Fair fare for Mars Express

七月 18, 1997

IT IS disingenuous of my colleague Jasper Wall to contrast the landing of Nasa's Pathfinder mission on the surface of Mars with the decision to vacate the Royal Greenwich Observatory building in Cambridge (THES, July 11).

One reason why most astronomers have concluded that Britain cannot afford two major sites here (in support of a suite of telescopes now based overseas) is precisely to release scarce Particle Physics and Astronomy Research Council funds to enable our researchers to participate in areas of science opened by future international projects such as Planck-Surveyor and Mars Express.
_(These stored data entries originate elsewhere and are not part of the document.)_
PR #10629, opened 2023-09-16
fix: refactor error reporting code sample

minherz:
align code sample for error reporting with code in other languages (b/275730159):

- use the "same" exception type and message
- refactor the method name

### DIFF
--- a/error_reporting/snippets/report_exception.py
+++ b/error_reporting/snippets/report_exception.py
@@ -17,13 +17,13 @@
 
 # [START error_reporting_quickstart]
 # [START error_reporting_setup_python]
-def simulate_error():
+def report_exception():
     from google.cloud import error_reporting
 
     client = error_reporting.Client()
     try:
         # simulate calling a method that's not defined
-        raise NameError
+        raise Exception('Something went wrong')
     except Exception:
         client.report_exception()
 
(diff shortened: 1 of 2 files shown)


error_reporting/snippets/report_exception_test.py
```diff
@@ -18,7 +18,7 @@
 
 
 def test_error_sends():
-    report_exception.simulate_error()
+    report_exception.report_exception()
```
rsamborski, line 21: suggestion: This test doesn't seem to `test` anything besides running the code. Probably not in scope of this change, but could we log an issue to extend this test to check if error_reporting actually worked?

rsamborski (approved):
Approved with a suggestion for future improvement.

error_reporting/snippets/report_exception.py
```diff
@@ -17,13 +17,13 @@
 
 # [START error_reporting_quickstart]
 # [START error_reporting_setup_python]
-def simulate_error():
+def report_exception():
     from google.cloud import error_reporting
 
     client = error_reporting.Client()
     try:
         # simulate calling a method that's not defined
```
muncus, line 25: nit: update this comment, since we're using a generic exception now.

muncus (approved):

error_reporting/snippets/report_exception.py
minherz: Reported as #10631

minherz: remove the comment because the code is simple and self-explanatory.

Dr Wall is right to claim the primary role of RGO in establishing the competitive Isaac Newton Group telescopes on La Palma, and for a substantial contribution to the construction of the twin eight-metre (Gemini) telescopes to be installed from next year on mountain sites in Hawaii and Chile. Several university groups are playing a major role on the latter project and the UK Gemini work is led from the Royal Observatory, Edinburgh. The main point is that PPARC sees little prospect in being involved in further large optical/infrared telescope construction over the next five to ten years and has concluded that scarce resources must now be moved into instrumentation and science exploitation.

A further conclusion of my council is that a greater fraction of PPARC research funds should be moved into universities, in which physics and astronomy is growing strongly, as recruitment of permanent staff begins to replace the Robbins generation of academics. PPARC's decision to consolidate technical support of our overseas operations on a single site was the outcome preferred in the proposals PPARC received from both RGO and ROE, on grounds of cost-effectiveness. It was the view of most UK astronomers (as shown in the recent RAS survey) and happens, also, to have been the conclusion of the SERC board responsible for the funding of UK astronomy as long ago as 1983.

The more difficult question for the PPARC council was the choice of site for the Astronomy Technology Centre. In the event, that choice was Edinburgh.

Finally, Dr Wall expresses concern about "double counting" in the claim that Pounds 2.45 million rising to Pounds 4 million per year will be released for new research at the universities. I can confirm that is precisely the prospective gain to PPARC responsive-mode grants by moving funds from no-longer-needed telescope engineering and support activities into the full exploitation of our overseas telescopes (including Gemini) and into a modest investment in exciting new areas of science that will be opened up by next millennium projects such as Planck-Surveyor and, possibly, Mars Express.